# Problema electrico scooter Yamaha



## Contraband (Dic 15, 2014)

Hola, tengo una scooter Yamaha Mint creo que del año 92 la cual estuvo parada como 10 años, resumiendo un poco... la puse en marcha me fui a dar una vuelta y no tuve problemas mayores, cuando llega la hora de revisar el cableado de la batería veo que carga (¿o no esta cargando?) de una manera anormal... entonces le coloco una batería de otra moto que funciona a la perfección pero todo sigue igual miren el video 1:






Entonces creí que el problema estaba en el regulador de voltaje, desconecto la ficha y procedo a medir los cables de dicho regulador, para mi sorpresa los resultados fueron los mismos que los anteriores, video 2:








Ya un poco perdido me paso algo que me despisto mas... tal vez me puedan ayudar es algo raro para mi, cuando prendo el multimetro y me acerco a la moto no marca nada y cuando la pongo en marcha empieza a marcar cualquier cosa aun estando los cables desconectados, video 3 y video 4:








Para comprobar si los cables tiraban corriente se me ocurrió conectar en lugar de la bateria una luz de 12v 55W y para mi alegría llega corriente, video 5:








¿que le pasa a la moto?, la chispa de la bujia funciona muy bien y arranca a la primera patada, ¿carga la bateria?, ¿por que tengo esas lecturas en el multimetro?

Gracias


----------



## DOSMETROS (Dic 15, 2014)

Solo pude ver el primer video , los otros son "Privados"

Medi CA mejor 

Lo del tester sin cables es ruido


----------



## Contraband (Dic 15, 2014)

Perdón por lo de los videos privados, ya lo corregí!
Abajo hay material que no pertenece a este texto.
PR #837, opened 2021-04-12
Remove old docs

gj:
PR checklist:

- [ ] Update Go quickstart to conform to others & add it to test-quickstarts target.


.gitmodules
```diff
@@ -1,28 +1,22 @@
...
+	path = docs/examples/roles/sqlalchemy/basic
+	url = https://github.com/osohq/oso-sqlalchemy-roles-guide.git
+	branch = basic_roles_complete
+[submodule "docs/examples/quickstart/go"]
+	path = docs/examples/quickstart/go
+	url = https://github.com/osohq/oso-go-quickstart.git
+[submodule "docs/examples/quickstart/java"]
+	path = docs/examples/quickstart/java
 	url = https://github.com/osohq/oso-java-quickstart.git
-        branch = main
```
samscott89, line 4: This doesn't work for me without specifying all the branches as main.

gj: ah right; I think that's due to a difference in Git versions

gj: fixed in b83a9c9c

samscott89: Thank you kindly

samscott89 (approved):
I reviewed this as best as I could:

- ran the docs locally
- ran the docs tests
- looked at whatever changes seemed substantive. though there's a lot of noise with old docs files being "updated" with the move.

This looks good to me.

gj:
> Edit to add: I don't understand what
> 
> > ```
> > Update Go quickstart to conform to others & add it to test-quickstarts target.
> > ```
> 
> is referring to on the PR checklist. This is not introduced by this PR, right?

Correct, just a general observation that we weren't including the Go quickstart in the `test-quickstarts` make target that gates releases.

PR #845, opened 2021-04-14
Add go fmt check to CI.

samscott89:


samscott89:
I rebased so the history is hidden, but here's the successfully failing lint test: https://github.com/osohq/oso/actions/runs/746811036

gj (approved):

.github/workflows/test.yml
```diff
@@ -93,6 +93,11 @@ jobs:
           skipCommit: true
           args: "--dry-run --set-exit-if-changed"
 
+      ## Check Go
+      - name: Check formatting of Java library
```
gj, line 97:
```suggestion
      - name: Check formatting of Go library
```

PR #847, opened 2021-04-14
2021-04-14 changelog updates

### LINKED ISSUE #816: Go - proposal for new (or alternative) class registration syntax

gj:
closes #816

### DIFF
--- a/docs/content/any/project/changelogs/2021-03-25.md
+++ b/docs/content/any/project/changelogs/2021-03-25.md
@@ -35,7 +35,7 @@ in order to use across threads.
 
 ##### It's now possible to use Oso in Web Workers
 
-Big thanks to [@togmund](https://github.com/togmund) for submitting a patch
+Big thanks to [`@togmund`](https://github.com/togmund) for submitting a patch
 that enables Oso to run in [Web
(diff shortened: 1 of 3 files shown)


dhatch (approved):
thank you

PR #848, opened 2021-04-14
[Makefiles] Add clean targets for top level and sub projects

### LINKED ISSUE #836: clean target on main makefile
the main makefile has no clean target.  It would be nice to have one, so you could be assured you'd cleaned everything.

joshrotenberg:
Fixes #836.

### DIFF
--- a/.github/workflows/test.yml
+++ b/.github/workflows/test.yml
@@ -93,6 +93,11 @@ jobs:
           skipCommit: true
           args: "--dry-run --set-exit-if-changed"
 
+      ## Check Go
+      - name: Check formatting of Go library
+        working-directory: "languages/go"
+        run: make lint
+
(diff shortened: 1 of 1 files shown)


joshrotenberg:
The python and ruby Makefiles don't have a clean target. My experience with those ecosystems is out of date, so I'm going to naively assume that is because cleaning up a build for them isn't a thing. If that's not the case, though, I can add their targets and include them in the big clean.

gj (approved):

gj:
Pushed a small change to clean up the generated WASM files in the `languages/js/src` directory (`yarn clean` only cleans up the `languages/js/dist` dir).

LGTM; thanks for (yet another) great contribution @joshrotenberg!

PR #854, opened 2021-04-15
Correct follower backtracking bug.

dhatch:
Found this bug while investigating grounding & negation. The followers in the binding manager had an assumption that every binding or add constraint operation would always result in the same number of new bindings in the binding stack in the parent and followers.

This is not necessarily true (see the added regression test). If a variable is bound in a cycle in a parent binding manager, but not in a follower, adding a constraint on that variable will add multiple new bindings in the parent (one for each member of the cycle), but only 1 in the child. This results in failing to erase enough bindings in the follower on a backtrack. 

I picked this up from this panic:

```
panic!("Unexpected bound variable {} in constraint.", var);
```

To fix this, the `Bsp` records every `Bsp` in the followers. This could make things slightly slower because it needs to be cloned sometimes. We could try making `followers` in `Bsps` a `Vec` which may make cloning slightly faster.

PR checklist:

- [ ] Added changelog entry.

### DIFF
--- a/polar-core/src/bindings.rs
+++ b/polar-core/src/bindings.rs
@@ -216,9 +216,13 @@ impl BindingManager {
     }
 
     /// Reset the state of `BindingManager` to what it was at `to`.
-    pub fn backtrack(&mut self, mut to: Bsp) {
+    pub fn backtrack(&mut self, to: &Bsp) {
         self.do_followers(|follower_id, follower| {
-            follower.backtrack(to.followers.remove(&follower_id).unwrap_or_default());
+            if let Some(follower_to) = to.followers.get(&follower_id) {
+                follower.backtrack(follower_to);
+            } else {
+                follower.backtrack(&Bsp::default());
+            }
             Ok(())
         })
         .unwrap();
@@ -310,10 +314,10 @@ impl BindingManager {
     }
 
     pub fn variable_state(&self, variable: &Symbol) -> VariableState {
-        self.variable_state_at_point(variable, self.bsp())
+        self.variable_state_at_point(variable, &self.bsp())
     }
 
-    pub fn variable_state_at_point(&self, variable: &Symbol, bsp: Bsp) -> VariableState {
+    pub fn variable_state_at_point(&self, variable: &Symbol, bsp: &Bsp) -> VariableState {
         let bsp = bsp.bsp;
         let mut next = variable;
         while let Some(value) = self.value(next, bsp) {
@@ -356,16 +360,10 @@ impl BindingManager {
     }
 
     pub fn bindings(&self, include_temps: bool) -> Bindings {
-        self.bindings_after(
-            include_temps,
-            Bsps {
-                bsp: 0,
-                followers: HashMap::default(),
-            },
-        )
+        self.bindings_after(include_temps, &Bsp::default())
     }
 
-    pub fn bindings_after(&self, include_temps: bool, after: Bsp) -> Bindings {
+    pub fn bindings_after(&self, include_temps: bool, after: &Bsp) -> Bindings {
         let mut bindings = HashMap::new();
         for Binding(var, value) in &self.bindings[after.bsp..] {
             if !include_temps && var.is_temporary_var() {
@@ -528,11 +526,15 @@ impl BindingManager {
     }
 
     fn _variable_state(&self, variable: &Symbol) -> BindingManagerVariableState {
-        self._variable_state_at_point(variable, self.bsp())
+        self._variable_state_at_point(variable, &self.bsp())
     }
 
     /// Check the state of `variable` at `bsp`.
-    fn _variable_state_at_point(&self, variable: &Symbol, bsp: Bsp) -> BindingManagerVariableState {
+    fn _variable_state_at_point(
+        &self,
+        variable: &Symbol,
+        bsp: &Bsp,
+    ) -> BindingManagerVariableState {
         let bsp = bsp.bsp;
         let mut path = vec![variable];
         while let Some(value) = self.value(path.last().unwrap(), bsp) {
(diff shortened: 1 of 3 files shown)


polar-core/src/bindings.rs
```diff
@@ -16,9 +16,15 @@ pub struct Binding(pub Symbol, pub Term);
 pub type BindingStack = Vec<Binding>;
 pub type Bindings = HashMap<Symbol, Term>;
 
-pub type Bsp = usize;
+pub type Bsp = Bsps;
 pub type FollowerId = usize;
 
+#[derive(Clone, Debug, Default, PartialEq)]
+pub struct Bsps {
+    bsp: usize,
```
gj, line 24: What do you think about renaming this `pointer` or `ptr` or something to indicate that this is _actually_ the bsp? Or maybe renaming the struct to something like `BspWithFollowers` or `BspTree`?

Currently finding things like `self.bsp().bsp` and `let bsp = bsp.bsp;` a little hard to read.

polar-core/src/bindings.rs
```diff
@@ -505,11 +526,16 @@ impl BindingManager {
...
     }
 
     /// Check the state of `variable` at `bsp`.
-    fn _variable_state_at_point(&self, variable: &Symbol, bsp: Bsp) -> BindingManagerVariableState {
+    fn _variable_state_at_point(
+        &self,
+        variable: &Symbol,
+        bsp: &Bsp,
+    ) -> BindingManagerVariableState {
+        let bsp = bsp.bsp;
```
gj, line 538: If all we care about is the current `BindingManager`'s `bsp`, isn't calling `self.bsp()` a bit overkill in that it will also recursively calculate & collect bsps for followers and followers followers and so on?

polar-core/src/inverter.rs
```diff
@@ -208,8 +208,9 @@ impl Runnable for Inverter {
                         // out to the parent VM.
                         let constraints =
                             results_to_constraints(self.results.drain(..).collect::<Vec<_>>());
-                        let constraints =
-                            filter_inverted_constraints(constraints, &self.vm, self.bsp);
+                        let mut bsp = Bsp::default();
+                        std::mem::swap(&mut self.bsp, &mut bsp);
+                        let constraints = filter_inverted_constraints(constraints, &self.vm, bsp);
```
gj, line 213: this is neat, but I think a comment would be helpful

polar-core/src/bindings.rs
```diff
@@ -823,5 +849,28 @@ mod test {
...
+        let b2 = BindingManager::new();
+        let b2_id = b1.add_follower(b2);
+
+        b1.add_constraint(&term!(op!(Gt, term!(sym!("x")), term!(1))))
+            .unwrap();
+
+        let bsp = b1.bsp();
+
+        b1.bind(&sym!("a"), term!(sym!("x"))).unwrap();
+
```
gj, line 868: While the behavior is already tested in the `test_followers()` test, it would still be kind of nice to see an `assert!()` before the `backtrack()` to complement the one after.

gj (commented):
Some nits on naming & efficiency, but mostly LGTM

polar-core/src/bindings.rs
```diff
@@ -196,8 +202,12 @@ impl BindingManager {
...
                     op = e;
                 }
-                BindingManagerVariableState::Bound(_) => {
-                    panic!("Unexpected bound variable {} in constraint.", var);
+                BindingManagerVariableState::Bound(v) => {
+                    panic!(
+                        "Unexpected bound variable {} in constraint. {var} = {val}",
+                        var = var,
+                        val = v
+                    );
```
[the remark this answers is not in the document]
dhatch: Not sure how this compiled.

polar-core/src/bindings.rs
```diff
@@ -16,9 +16,15 @@ pub struct Binding(pub Symbol, pub Term);
 pub type BindingStack = Vec<Binding>;
 pub type Bindings = HashMap<Symbol, Term>;
 
-pub type Bsp = usize;
+pub type Bsp = Bsps;
 pub type FollowerId = usize;
 
+#[derive(Clone, Debug, Default, PartialEq)]
+pub struct Bsps {
```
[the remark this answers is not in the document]
dhatch: Having the indirection through `Bsp` makes it easier to change the type in the future. It made it pretty easy for me to change from `usize` to a struct rather than making updates everywhere.

polar-core/src/bindings.rs
dhatch: Renamed to `bindings_index`.

polar-core/src/bindings.rs
dhatch: Yeah, it is - but usually a binding manager will not have followers so I didn't think it's a big deal & didn't want to add some workaround to do it.

gj (approved):
one nit but LGTM

polar-core/src/bindings.rs
```diff
@@ -301,17 +317,18 @@ impl BindingManager {
     }
 
     pub fn variable_state(&self, variable: &Symbol) -> VariableState {
-        self.variable_state_at_point(variable, self.bsp())
+        self.variable_state_at_point(variable, &self.bsp())
     }
 
-    pub fn variable_state_at_point(&self, variable: &Symbol, bsp: Bsp) -> VariableState {
+    pub fn variable_state_at_point(&self, variable: &Symbol, bsp: &Bsp) -> VariableState {
+        let bsp = bsp.bindings_index;
```
gj, line 324: GitHub swallowed my first attempt to say this:

nit: I think we should rename the local variables here & on line 541 from `bsp` to `index` to make it clear that it's an index instead of a full `Bsp` struct.

dhatch: good call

¿ese ruido es producto de alguna falla? porque en las otras motos no me pasa eso

cuando mido CA también tengo la misma lectura, pero cuando mido la bateria en mi otra moto no me pasa esto, marca numeros estables entre 12v y 15v

*Agrego info: la bateria en la scooter marca números inestables como se ve en el video 1 y la misma bateria en otra moto marca numeros estables de 12v a 15v


----------



## masteralfonso7 (Dic 18, 2014)

Lo mas probable es que tengas un problema en el sistema de ignición ( CDI , bobina, cable de bujía)
Lo que sucede en tu moto también ocurre en automóviles y suele ser una falla de bobina y/o cables de alta tensión con blindaje dañado.
 Saludos


----------



## Contraband (Ene 3, 2015)

encontré un manual de la moto en donde detalla como reparar problemas eléctricos, según el manual el problema esta en la bobina o en el regulador

El manual es claro... dice que mida 2 cables de la ficha que vienen desde la bobina (son cables que ingresan corriente al circuito eléctrico y al encendido) y si la resistencia esta fuera del rango hay que cambiar la bobina y la resistencia esta por poquito fuera del rango

¿podre con un regulador 7805 y algunos capacitores lograr 5v estables?, porque quiero ponerle algunos led al tablero y a la parte trasera, osea... la idea es bajar el consumo ya que cuando prendo las luces se nota que la moto tiene ganas de apagarse y por cuestiones economicas no esta en mis planes cambiar la bobina o el regulador


Gracias


----------



## El onich (Abr 26, 2019)

Hola buenas noches, yo también tengo una moto yamaha mint 50cc y tengo un problema con el encendido eléctrico, si me pudieras pasar el diagrama electro se los agradecería mucho


----------



## Rubenruben (Jun 19, 2021)

Me podrían pasar el diagrama eléctrico por favor llevo tiempo buscandolo para prender mi moto. Tiene chispa pero está débil y si tocas el motor dándole a prender te da corriente


----------



## switchxxi (Jun 20, 2021)

Rubenruben dijo:


> si tocas el motor dándole a prender te da corriente



No debería, suena a que tenes un problema de masas. Revisa que estén todas bien apretadas, que no haya oxido en los conectores y que no estén cortadas.


----------



## jerryGR (Oct 31, 2022)

Alguien  me tiene  el diagrama  ?


Rubenruben dijo:


> Me podrían pasar el diagrama eléctrico por favor llevo tiempo buscandolo para prender mi moto. Tiene chispa pero está débil y si tocas el motor dándole a prender te da corriente


Lo conseguiste?


----------